Apart from less common stuff, edge cases and some classical titles it looks pretty good from what I’ve seen.


Can’t find much bad about it except some silly names or unofficial/unknown name style i.e. brackets:

  • [intentionally left blank] [intentionally le
  • [men's chorus from Bansko, Bulgaria][men's chorus from Bansko
  • [ - TCA - ][
  • [,silu:’et][
  • Amoeba (raft boy)Amoeba (ra
  • A/N【eɪ-ɛn】A
  • 3 Years - 3 Days3 Years
  • (~ ̄▽ ̄)~〰(

Some are not (fully) cleaned:

  • Trio Urs & Therese Fuhrer - Hermann StuckiTrio Urs & Therese Fuhrer
  • Bach; Henryk Szeryng, Jean-Pierre Rampal, Michala Petri, Elisabeth Selin, George Malcolm, Academy of St.
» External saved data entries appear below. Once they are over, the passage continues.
PR #1759, opened 2022-11-21
fix(transport/grpc): separate options for creds and certs

noahdietz:
For **gRPC**, this separates the logic for _credential_ dial options (associated with the `WithoutAuthentication` option) from the _connection-level encryption_ dial options (associated with the `WithInsecure` option OR using `DialInsecure`). This allows a _secure_ connection to be dialed _without_ credentials.

Previously, using `WithoutAuthentication` alone (i.e. without `WithInsecure` or `grpc.WithTransportCredentials(credentials.NewTLS(nil))`, and while using `Dial`) would result in attempting to dial a secure connection but without any credentials **or** TLS config, resulting in an error. For example, the following code returns an error:
```go
c, err := grpc.Dial(context.Background(),
  option.WithEndpoint("storage.googleapis.com:443"),
  option.WithoutAuthentication())
if err != nil {
  // grpc: no transport security set (use grpc.WithTransportCredentials(insecure.NewCredentials())
  // explicitly or set credentials)
}
```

Martin‐in‐the‐FBach; Henryk Szeryng
  • Babylumalotoroony and the Jerry Lewis Bone-A-Thons featuring AthenaBabylumalotoroony and the Jerry Lewis Bone-A-Thon

Thanks for this feedback – good stuff. I’ll go over it in detail a bit later.

But, there is one thing I should’ve mentioned: It is ok to do too much or too little cleaning for some cases. The way this is used is a fall back for when the default matching doesn’t work. If the cleaning butchers the metadata beyond repair, it will simply not match anything at all, and the secondary lookup fails – this is ok. Our goal in this case is to try and get as many cases to be cleaned correctly, while trying to keep the incorrect (too much/too little) as low as possible.
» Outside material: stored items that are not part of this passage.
PR #1775, opened 2022-12-07
chore: update golang.org/x/net to v0.4.0 to address CVE-2022-41717

thaJeztah:
golang.org/x/net contains a fix for CVE-2022-41717, which was addressed in stdlib in go1.19.4 and go1.18.9;

> net/http: limit canonical header cache by bytes, not entries
>
> An attacker can cause excessive memory growth in a Go server accepting
> HTTP/2 requests.
>
> HTTP/2 server connections contain a cache of HTTP header keys sent by
> the client. While the total number of entries in this cache is capped,
> an attacker sending very large keys can cause the server to allocate
> approximately 64 MiB per open connection.
>
> This issue is also fixed in golang.org/x/net/http2 v0.4.0,
> for users manually configuring HTTP/2.

full diff: https://github.com/golang/net/compare/f15817d10f9b...v0.4.0

other dependency updates:

- golang.org/x/sys v0.3.0: https://github.com/golang/sys/compare/3c1f35247d10...v0.3.0

### DIFF
--- a/go.mod
+++ b/go.mod
@@ -9,7 +9,7 @@ require (
 	github.com/googleapis/enterprise-certificate-proxy v0.2.0
 	github.com/googleapis/gax-go/v2 v2.7.0
 	go.opencensus.io v0.24.0
-	golang.org/x/net v0.0.0-20221014081412-f15817d10f9b
+	golang.org/x/net v0.4.0
 	golang.org/x/oauth2 v0.0.0-20221014153046-6fdb5e3db783
 	golang.org/x/sync v0.1.0
 	golang.org/x/xerrors v0.0.0-20220907171357-04be3eba64a2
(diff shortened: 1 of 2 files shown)


thaJeztah:
I'll do some follow-up PRs to update the other golang.org/x dependencies to tagged versions; the projects now tag SemVer releases, which probably would help with the renovate  bot also doing updates for them.

codyoss:
@thaJeztah Thanks for the report. I will need to do some digging here to see the implications of upgrading this and if our code is actually vulnerable to this report. The versions we use of the x repos today are a little older due to these libraries being compatible with newer versions of Go.

codyoss:
> Should the version advertised in go.mod...

This is unrelated to the version supported actually and only really enables using new lang features in this mod.(At least in todays Go ecosystem). Some of our packages might want to use newer lang features hidden behind features flags and things. There is actually an open issue about this confusion upstream Go somewhere....

thaJeztah:
Correct, that's what it _used_ to be, but with changes in how go modules are resolved based on that version, it's possible that module versions resolved in the go.mod are different based on what's in the file (TL;DR; it's becoming more and more ambiguous what the intent of the go version in go.mod is).

codyoss:
> but with changes in how go modules are resolved based on that version, it's possible that module versions resolved in the go.mod are different based on what's in the file

Yes, you are right about that. I believe that is why they have the compat flags if you need fully deterministic resolution with older versions. But yeah, a bit ambiguous indeed

thaJeztah:
Thanks for looking; no worries 👍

That said a fair number of the things you seen won’t be fixed, but a few are clear improvements to make.



Perhaps checking for a word boundary at the start of the “ft/feat” test might help?


Yes, good catch. Fixed.


Great to hear, my first concern was that we would be incorrectly matching heaps of stuff like:
“More to Life (Jn Radio Edit)”
To the album track “More to Life” by default :+1:

I suspect we’ll still get some negative feedback, but let’s see. Now that emergency manual re-linking is nice and smooth that’ll help.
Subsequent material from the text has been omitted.